Este procedimento deu aso a reacções de certa imprensa e dirigentes políticos. O Presidente Marcelo está a fazer o que o PM devia fazer. É de perguntar o que fez então o PR que António Costa não estava a fazer? Belém divulga o facto para a imprensa com que intenção? É evidente, com tanta publicidade estas reacções são de esperar.

Outro facto. Assistiu-se através da comunicação social ao PR a contactar nos dias 23 e 24 de Novembro os produtores das vacinas Covid-19. Para quê tamanha encenação e publicitação? É sabido que a Comissão Europeia encomendou vacinas e as colocará à disposição de cada país segundo o critério da população e em local/locais designados pelos governos. Mas não contente com isso também se soube que Belém contactou o Rei de Espanha a este propósito. Apetece perguntar: a que propósito?! E de tudo isto os jornais foram-se enchendo.

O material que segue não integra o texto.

PR #492, opened 2025-05-09
Automatic checkout of theforeman.org repository

### LINKED ISSUE #491: RFE: export_gpg_public - Automatic checkout of theforeman.org repository
Having experience with the `bump_packaging` script and knowing how nicely the automatic/magic checkout works, I would expect the `export_gpg_public` script to do the same. 

https://github.com/theforeman/theforeman-rel-eng/blob/dbf0003121ca38e0af01a25811ae7c9741358bb5/bump_packaging#L29-L31

It should be relatively easy to implement if we reach a consensus.

ogajduse:
Fixes #491


export_gpg_public
```diff
@@ -15,6 +15,13 @@ fi
 
 CHECKOUT="${GIT_DIR}/theforeman.org"
 
+if [[ ! -d "$CHECKOUT" ]] ; then
+	git clone --quiet --origin "$GIT_REMOTE" https://github.com/theforeman/theforeman.org "$CHECKOUT"
+fi
+
+git -C "$CHECKOUT" fetch "$GIT_REMOTE"
+git -C "$CHECKOUT" checkout -b "add-gpg-key-$VERSION" "$GIT_REMOTE/$TFM_WEBSITE_GH_PAGES_BRANCH"
```
ekohl, line 23: Is this variable defined? On my phone so annoying to check but I don't recall having this tfm var

ogajduse: Great catch! I forgot to commit my changes in the _settings_ file. Fixed in the latest version.

ekohl (approved):

ekohl:
Ignoring shellcheck. I think we need to start exporting those settings but for now I'm fine ignoring it.

PR #497, opened 2025-05-21
Inform the user that input is expected

lhellebr:


release_announcement
```diff
@@ -15,7 +15,7 @@ fi
 echo >> "$ANNOUNCEMENT"
 
 if [[ $PROJECT == foreman ]] ; then
-	# TODO: inform the user input is expected?
+	echo Enter the announcement text, end by CTRL+D:
```
ekohl, line 18: Technically if there already was something on stdin then it's not expected, but we can ignore that.

More important thing to consider: `read -p` prints on stderr so you can copy stdout (for example, using `wl-copy`). I'd like to maintain that option.

ekohl (changes requested):

release_announcement
lhellebr: `>&2`

release_announcement
```diff
@@ -15,7 +15,7 @@ fi
 echo >> "$ANNOUNCEMENT"
 
 if [[ $PROJECT == foreman ]] ; then
-	# TODO: inform the user input is expected?
+	echo Enter the announcement text, end by CTRL+D: >&2
```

Parecem-me contactos a mais e alguns pouco ajustados e só invoco casos recentes. Não vejo qual é a mais-valia para a solução dos graves problemas de pandemia e económicos que o país atravessa. Muita desta sofreguidão do Presidente em aparecer na primeira fila perturba o ambiente e cria ruído desnecessário.

Muitos comentadores dizem ah! Marcelo Rebelo de Sousa é mesmo assim, sempre se intrometeu em demasia em áreas que não são da sua alçada. Estes factos revelam isso, condicionam a gestão do Governo e de algum modo desprestigiam a sua acção.

Em problemas fundamentais impede mesmo a iniciativa governamental. Temos o caso da regionalização do território que o Governo admitiu não avançar porque o Senhor Presidente veta.

No meio disto tudo, quero deixar expresso que defendo a cooperação entre os órgãos de soberania no sentido de fazer avançar o País, mas com o devido respeito das áreas de competência de cada um. Uma coisa é a política de influência e a concertação de acção, outra bem diferente é a intromissão e a publicitação de tudo para colher os dividendos e a apropriação da parte boa.

Este “bloco central”, em que de algum modo o País se move, distorce francamente a realidade social e política, gera instabilidade, aprofunda as fragilidades existentes e tende a inclinar os seus destinos em sentido divergente do rumo actual.

O autor escreve de acordo com a antiga ortografia.